Few months ago I did lots of changes in my code and pushed it into master.
Now I need to remove all the changes I made, and pushing the initial state of the branch back to master.
I'm confused with all the commands and don't wanna mess my git, How can I reset a branch to his initial state?
CodePudding user response:
In the new days, you can get the working tree just like a previous revision (or actually, any revision... even from other branches) using restore
:
git restore --staged --worktree --source=<the-revision> -- .
Then, you can commit with whatever you think makes sense:
git add . # maybe this is not needed because I used --staged, but I am not that familiar with the UI so....
git commit -m "Taking it back to how it was back then"
The old way would take a few steps, but it works just as easily, no hassle:
git checkout the-commit-with-content-I-want
git reset --soft the-branch-where-i-want-it
git commit -m "Taking it back to blahblah"
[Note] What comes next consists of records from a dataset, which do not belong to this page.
PR #512, opened 2026-04-01
feat: support turboquant_plus

heroims:


SirDominik:
I gave this a try. Unfortunately, just like the previously disabled KV cache quantization, I'm not seeing any reduction in peak memory usage. On top of that, token generation speed dropped by about 5–8% in my testing — though I should note that my tests were fairly short.

PR #1245, opened 2026-05-13
feat(responses): native reasoning support for Responses API

a4501150:
## Summary
- Add native reasoning item support to the `/v1/responses` endpoint
- Extract thinking/reasoning tokens and emit them as `reasoning` content items in the response
- Wire reasoning through the Responses API models, utils, and server route
- Includes prerequisite test fixes from #1244

## Test plan
- [x] `pytest tests/integration/test_server_endpoints.py -v`
- [ ] Manual test with a reasoning-capable model via `/v1/responses` with `reasoning.effort` set


jundot:
Thanks for this, the streaming SSE design looks solid.

Two things I'd like to sort out before merging, both in the non-reasoning parts of the diff:

1. `build_response_usage` — the new `reasoning_tokens` param landed as the 3rd positional arg, but `server.py:4113` still calls it positionally with `output.cached_tokens`. So `cached_tokens` now reports 0 and `reasoning_tokens` gets the cached value instead. Passing `cached_tokens=` as a keyword fixes it.

2. `model_profiles.py` — `dflash_draft_quant_bits` isn't a field on `ModelSettings`, which still has the four `dflash_draft_quant_enabled/_weight_bits/_activation_bits/_group_size` fields. Since that list is a profile allowlist, those four would silently drop out of per-model profiles. The `dflash_max_ctx` / `dflash_in_memory_cache*` additions look fine.

One smaller note: `reasoning_tokens` never gets a real value (streaming hardcodes 0), so it might be worth wiring it up or leaving the param out for now.

a4501150:
Addressed all review comments:

1. **`build_response_usage` positional arg bug** — switched to all keyword arguments (named parameter). Also wired up `reasoning_tokens` by tokenizing the extracted thinking content, so it now reports actual counts instead of hardcoded 0 (both streaming and non-streaming paths).

2. **`model_profiles.py` wrong field** — replaced `dflash_draft_quant_bits` with the four real `ModelSettings` fields: `dflash_draft_quant_enabled`, `dflash_draft_quant_weight_bits`, `dflash_draft_quant_activation_bits`, `dflash_draft_quant_group_size`.

cc @jundot for re-review

jundot:
Thanks for the PR — direction is right and this fixes a real gap in /v1/responses today. Going to merge and clean up in a follow-up commit:

- reasoning preservation through `_flush_pending_tool_calls` so the reasoning → function_call → output sequence round-trips on multi-turn tool use
- unused `dataclass_fields` import
- capture `reasoning_output_index` at open time instead of hardcoding 0
- unit tests for the new branches

PR #1247, opened 2026-05-13
fix(load): VLM model loading fixes for oQ-quantized checkpoints

a4501150:
## Summary
- Expand per-layer quantization config keys for VLM model-tree paths so `quantization` config matches the MLX model parameter hierarchy (e.g. `language_model.model.layers.N` vs `model.layers.N`)
- Centralise pre-load patches in oQ `_measure_sensitivity` so MTP/nested-visual patches are active during sensitivity measurement
- Remap nested visual keys (`language_model.model.visual.*` → `vision_tower.*`) for MLX-format VLM models where mlx-vlm skips `Model.sanitize`
- Fix nested-visual patch idempotency: use function-attribute marker instead of module-level flag so the wrap can re-apply if another patch (e.g. MTP runtime) overwrites `Model.sanitize`
- Add inline nested-visual post-fixup in all three MTP sanitize functions

### Background on nested visual bug
Qwen3.6-35B-A3B nests ViT weights at `model.language_model.visual.*`. mlx-vlm's sanitize uses if/elif that matches `model.language_model` first, rewriting to `language_model.model.visual.*` — the `model.visual → vision_tower` branch never fires. For non-MLX-format models, the existing `qwen3_6_nested_visual` sanitize wrap catches this. But mlx-vlm skips sanitize entirely for MLX-format checkpoints (`format=mlx` in safetensors metadata), so oQ output models fail with "333 parameters not in model". The new `_remap_nested_visual_on_load` context manager intercepts `nn.Module.load_weights` during the scoped `vlm_load()` call to remap keys before they reach the model.

## Test plan
- [x] `pytest tests/test_oq.py -v`
- [x] Server loads `Qwen3.6-35B-A3B-uncensored-heretic` (non-MLX format) — nested-visual sanitize wrap fires
- [x] Server loads `Qwen3.6-35B-A3B-uncensored-heretic-oQ6-mtp` (MLX format) — `_remap_nested_visual_on_load` remaps 333 keys

### DIFF
--- a/omlx/engine/vlm.py
+++ b/omlx/engine/vlm.py
@@ -365,6 +365,11 @@ def _strip_audio_config_if_orphaned(model_dir: Path):
 
     def _patched(path, **kwargs):
         cfg = original(path, **kwargs)
+
+        from ..utils.model_loading import expand_per_layer_quant_keys
+
+        expand_per_layer_quant_keys(cfg)
+
         if cfg.get("audio_config") is None:
             return cfg
         try:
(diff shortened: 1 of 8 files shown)


jundot:
Thanks for this, the load-path fixes look solid and the nested-visual / quant-key remapping all check out.

Merging this with two follow-ups from me, no action needed on your side:

1. Dropping the new `TestBuiltinCalibration` class. It expects `mixed`/`chat`/`bartowski` categories and 3000+ samples, but the `oq_calibration_data.json` in the repo has 7 categories / ~600 samples — looks like the updated JSON wasn't part of the diff. The `reasoning` addition in `_load_builtin_calibration` is fine since that key already exists in the shipped JSON.
2. `_measure_sensitivity` now goes through `maybe_apply_pre_load_patches`, which leaves `mtp_active=False` and doesn't apply the mlx-vlm runtime patch. For an MLX-format VLM checkpoint with MTP heads, mlx-vlm skips sanitize entirely, so the `language_model.mtp.*` weights stay in the dict but no MTP head is attached — `load_weights` then rejects them and sensitivity silently returns empty. The text path is fine (the patched `qwen35_model.sanitize` self-consistently strips `mtp.*` when no head). I'll restore the head attachment for the VLM path in a follow-up.

a4501150:
thanks @jundot

For the first one - that should belong to this pr https://github.com/jundot/omlx/pull/1246 - cherry picked the wrong files. If we decide to merge that maybe a follow up will be moving TestBuiltinCalibration in PR-1246

PR #1255, opened 2026-05-14
Pass extra cli args to codex with 'omlx launch'

EdenGottlieb:
Code written by Qwen3.6-35B-A3B-UD-MLX-4bit running on oMLX with my guidance
Tested, committed, and PR opened by a human


jundot:
Thanks for this. The launch CLI already collects unknown tokens into `extra_args` and forwards them, but codex was the one integration not consuming them, so the flags got silently dropped. The change matches how `claude.py` already handles `extra_args`, and the test covers the argv forwarding. Merging now, it'll be in the next release.

PR #1257, opened 2026-05-14
fix(deps): bump dflash-mlx to fix act_bits=32 crash (DFlash w8a32)

fparrav:
## Summary

- **Root cause**: `_cast_to_f32` in `dflash_mlx.runtime.loading.load_draft_bundle` was defined as `(_, x: mx.array)` but `model.apply()` passes a single argument — calling `_cast_to_f32(array)` fails with `TypeError: missing 1 required positional argument: 'x'`
- **Trigger**: Only activates when DFlash quantization uses `act_bits=32` (i.e. `w8a32` config). With `act_bits=16` the code path is never reached, so the bug was invisible until users enabled 32-bit activations for better coding accuracy
- **Effect**: `DFlashEngine.start()` raises, caught by `engine_pool` which silently falls back to `BatchedEngine` — no visible error, just unexpectedly low throughput (~96 tok/s instead of ~250+ tok/s)
- **Fix**: Already merged upstream in `bstnxbt/dflash-mlx@1dac0a8` ("Fix MLX apply draft cast callbacks"). This PR bumps the pin to `6761883` (current HEAD)

## Test plan

- [ ] Start oMLX with a model that has DFlash enabled and `act_bits=32` (w8a32 config)
- [ ] Verify server log shows `DFlashEngine loaded` instead of `DFlash start failed`
- [ ] Verify throughput is ~250+ tok/s at pp1024 (not ~96 tok/s fallback)

### DIFF
--- a/pyproject.toml
+++ b/pyproject.toml
@@ -75,8 +75,8 @@ dependencies = [
     # mlx-vlm from commit (f96138e) - Gemma4 MTP server batching (PR #1166), speculative utils refactor (PR #1169), Qwen native MTP drafter, MiniCPM-V 4.6
     "mlx-vlm @ git+https://github.com/Blaizzy/mlx-vlm@f96138eef1f5ce7fb5d97f8dd41a664a195b5659",
     "Pillow>=9.0.0",
-    # dflash-mlx v0.1.5.1 (20d68db) — original bstnxbt repo. Gemma4 support, runtime package refactor, stable prefix snapshot reuse
-    "dflash-mlx @ git+https://github.com/bstnxbt/dflash-mlx@20d68db3b3c0ae3dd6d3a2f0d3c10b2344ee514e",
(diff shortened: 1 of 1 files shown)


jundot:
Thanks for tracking down the act_bits=32 root cause, the analysis is accurate.

The issue is that bumping the pin from `20d68db` to `6761883` isn't a one-line change in practice. It pulls in 10 upstream commits with a large code change, and two of them removed symbols that oMLX's `DFlashEngine.start()` imports: `make_draft_backend` (now `EagerDraftBackend()`) and `runtime_config_from_profile` (now `runtime_config_from_defaults`, different signature). So merging just the pin would break the DFlash engine entirely with an ImportError, not only the w8a32 path.

I'm going to handle the dflash-mlx upgrade separately, together with the matching `omlx/engine/dflash.py` changes, so I'll close this PR for now. Thanks again for the catch.

PR #1274, opened 2026-05-16
feat(cache): asymmetric KV quantization (K=INT4, V=INT2)

austindixson:
## Summary
Assigns K=INT4 and V=INT2 for cold-tier KV cache blocks, exploiting the fact that keys (dot-product similarity) are precision-sensitive while values (weighted averaging) are noise-tolerant.

## Benchmark
Real PagedSSDCacheManager, 8 blocks of 16L×8H×128D×64T:

| Format | SSD Footprint | Reduction |
|---|---|---|
| fp16 | 32.0 MB | 1.0× |
| INT4 (symmetric) | 12.1 MB | 2.6× |
| **INT4/2 (asymmetric)** | **6.0 MB** | **5.3×** |

50% additional space savings vs uniform INT4 with round-trip verified through oMLX's safetensors pipeline.

## Implementation
200-line drop-in patch. `install()` / `remove()` toggle. Compatible with attention_cache and wiring compression modules.

### DIFF
--- a/omlx/ablations/__init__.py
+++ b/omlx/ablations/__init__.py
@@ -1,0 +1,6 @@
+# SPDX-License-Identifier: Apache-2.0
+"""OMLX+ Ablation Suite — Hardware-targeted optimizations for Apple Silicon LLM inference."""
+
+from .asymmetric_kv import install, remove, get_stats
+
+__all__ = ["install", "remove", "get_stats"]
--- a/omlx/ablations/asymmetric_kv.py
+++ b/omlx/ablations/asymmetric_kv.py
@@ -1,0 +1,268 @@
+# SPDX-License-Identifier: Apache-2.0
+"""
+Asymmetric KV Quantization.
+
+Keys and values serve fundamentally different roles in attention:
+  - Keys (K): used for dot-product similarity → precision-sensitive
+  - Values (V): used for weighted averaging       → noise-tolerant
+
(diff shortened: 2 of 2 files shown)


jundot:
Thanks for putting this together. The K/V asymmetry intuition is solid, and the codec itself is cleanly written.

Here's why I don't think the design fits oMLX though.

Compression only applies to **SSD cold-tier blocks**. On restore, blocks are decompressed back to fp16 before they reach the GPU, so the active inference footprint (the part that competes with model weights for unified memory) is unchanged. The only thing that shrinks is the on-disk size of cold blocks, and disk space isn't typically the bottleneck on Apple Silicon. On the other side of the trade, V is being squeezed to ternary (`clip(round(x/scale), -1, 1)` only uses 3 of the 4 INT2 levels, so ~1.58 bit effective) and reinjected into attention every time a cold block is rehydrated. Any accuracy loss shows up directly in user-visible output, so the practical trade-off is quality loss for disk space, while the unified-memory pressure that users typically hit stays exactly the same.

Hot KV cache quantization (the in-memory paged blocks) is the direction where the math actually pays off on Apple Silicon, since that shrinks unified-memory pressure during live inference. That's already on my roadmap as a later milestone, so I'd rather keep the design space open until I get there.

Going to close this one out. Please don't read it as a no on future contributions. Thanks again for the effort.

austindixson:
Thank you for the thoughtful review!

PR #1275, opened 2026-05-16
feat(cache): semantic prefix matching via layer-1 hidden state hashing

austindixson:
## Summary
Replaces exact token-ID hashing in oMLX's prefix cache with locality-sensitive hashing on layer-1 hidden states. "Explain gravity" and "What is gravity?" can now share KV cache blocks even though their token sequences differ.

## Method
Johnson-Lindenstrauss random projection maps layer-1 hidden states to 128-bit binary hashes. Similar prompts produce hashes with low Hamming distance. The semantic index stores block hashes keyed by semantic hash and performs fuzzy lookup within a configurable Hamming radius.

## Benchmark
| Query Type | Cache Hits | False Positives |
|---|---|---|
| Semantically similar prompts | 5/5 (100%) | 0 |
| Random/different prompts | 0/5 (0%) | 0 |

Perfect selectivity — semantically similar prompts share cache, unrelated prompts never match.

## Implementation
`install_semantic_prefix()` / `remove_semantic_prefix()`. 200-line module. Compatible with attention-guided eviction and asymmetric KV compression.

### DIFF
--- a/omlx/ablations/__init__.py
+++ b/omlx/ablations/__init__.py
@@ -1,0 +1,20 @@
+# SPDX-License-Identifier: Apache-2.0
+"""OMLX+ Ablation Suite — Hardware-targeted optimizations for Apple Silicon LLM inference."""
+
+from .semantic_prefix import (
+    SemanticPrefixIndex,
+    install_semantic_prefix,
+    remove_semantic_prefix,
+    compute_semantic_hash,
+    hamming_distance,
+    are_semantically_similar,
+)
+
+__all__ = [
+    "SemanticPrefixIndex",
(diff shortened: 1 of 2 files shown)


jundot:
Thanks for putting this together, really appreciate the effort.

I think there's a fundamental issue though: prefix cache lookup runs at request enqueue, before any forward pass — so layer-1 hidden states aren't available yet to compute the hash. And even if they were, sharing KV blocks across prompts with different tokens would corrupt attention output, since K/V values depend on the actual token sequence.

Closing for now, but if you want to explore a different angle on prompt-level cache sharing I'd be happy to chat.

# now you have a revision past the-branch-i-want
# check that you like what you see in history with git log and stuff.... also check files contents and so on
# when you are confident, move the branch pointer:
git branch -f the-branch-where-i-want-it
git checkout the-branch-where-i-want-it
And you are done
CodePudding user response:
Another way to "reset" a branch back to some earlier state and not modify any of the existing history is to use git apply
being fed the output from a diff:
git checkout master
git status # Should report "nothing to commit, working tree clean"
git diff HEAD initial-state-of-the-branch-commit | git apply -
git commit -m "Reset back to initial state of the branch" -m "Using command: git diff HEAD initial-state-of-the-branch-commit | git apply -"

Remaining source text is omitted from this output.